Bethel School District v. Fraser (1986)
In 1986 the US Supreme Court narrowed the "Tinker standard" when it ruled 7-2 in the case Bethel School District v. Fraser that a school can ban expression it considered to be "lewd, indecent or offensive" whether or not it caused "substantial disruption" in the school.      

Matthew Fraser, a student at Bethel High in Washington State, had delivered a nomination speech for classmate Jeff Kuhlman for a student government office before a voluntary assembly.  The speech contained these sentences: "I know a man who is firm – he's firm in his pants, he's firm in his shirt, his character is firm – but most...of all, his belief in you, the students of Bethel, is firm.  Jess is a man who will go to the very end – even the climax, for each and every one of you."   The next day a school official informed him that he had violated a school rule against "the use of obscene, profane language or gestures" and he was given a three-day suspension.  

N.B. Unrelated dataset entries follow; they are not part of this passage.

PR #2811, opened 2020-09-25
changed: reuse objects if building python inline

akva2:
This avoids rebuilding the objects for the python binding if the binding is built inline with the main buildsystem.

Reduces build time on jenkins a little.

### DIFF
--- a/python/simulators/CMakeLists.txt
+++ b/python/simulators/CMakeLists.txt
@@ -4,8 +4,8 @@ set_target_properties( simulators PROPERTIES LIBRARY_OUTPUT_DIRECTORY ${PROJECT_
 
 target_sources(simulators
   PRIVATE
-    ../../opm/simulators/utils/moduleVersion.cpp
-    ../../flow/flow_ebos_blackoil.cpp)
+  $<TARGET_OBJECTS:moduleVersion>
+  $<TARGET_OBJECTS:flow_libblackoil>)
 
 target_link_libraries( simulators PRIVATE opmsimulators )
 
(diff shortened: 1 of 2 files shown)


akva2:
jenkins build this please

python/simulators/CMakeLists.txt
```diff
@@ -2,10 +2,17 @@ pybind11_add_module(simulators simulators.cpp SYSTEM)
 
 set_target_properties( simulators PROPERTIES LIBRARY_OUTPUT_DIRECTORY ${PROJECT_BINARY_DIR}/python/opm2 )
 
-target_sources(simulators
-  PRIVATE
+if(TARGET flow_libblackoil)
```
blattms, line 5: I am probably missing something, but it seems like the creation of the target is uncondtional. Hence, is the else branch ever evaluated?

blattms (changes requested):
Apart from the commented part this looks good.

python/simulators/CMakeLists.txt
akva2: Well, you are not wrong as such. But I want to keep the option of building it standalone open. There are however other reasons why that does not work currently, so maybe I'm overthinking it.

akva2: What I mean is that it's currently possible to make a CMakeLists.txt which imports an opmsimulators target from the system, then includes this CMakeLists.txt. That would allow you to build the python bindings separate from opmsimulators lib. But I guess it's not worth it, so I can remove the if'ery.

akva2:
jenkins build this please

akva2:
please hit the green if you are satisfied @blattms

blattms (approved):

He sued in federal court, arguing that the suspension violated his First Amendment rights.  Both the federal district court and US Court of Appeals for the Ninth Circuit agreed with him, stating that his speech did not cause the "substantial disruption" which was part of the "Tinker standard" for protected student speech.  But the US Supreme Court sided with the school district.  "The undoubted freedom to advocate unpopular and controversial views in schools and classrooms must be balanced against the society's countervailing interest in teaching students the boundaries of socially appropriate behavior," Chief Justice Burger wrote.  "The First Amendment does not prevent the school officials from determining that to permit a vulgar and lewd speech...would undermine the school's basic educational mission.  A high school assembly or classroom is no place for a sexually explicit monologue directed towards an unsuspecting audience of teenage students."  Schools therefore could punish students for "lewd, indecent, or offensive" speech.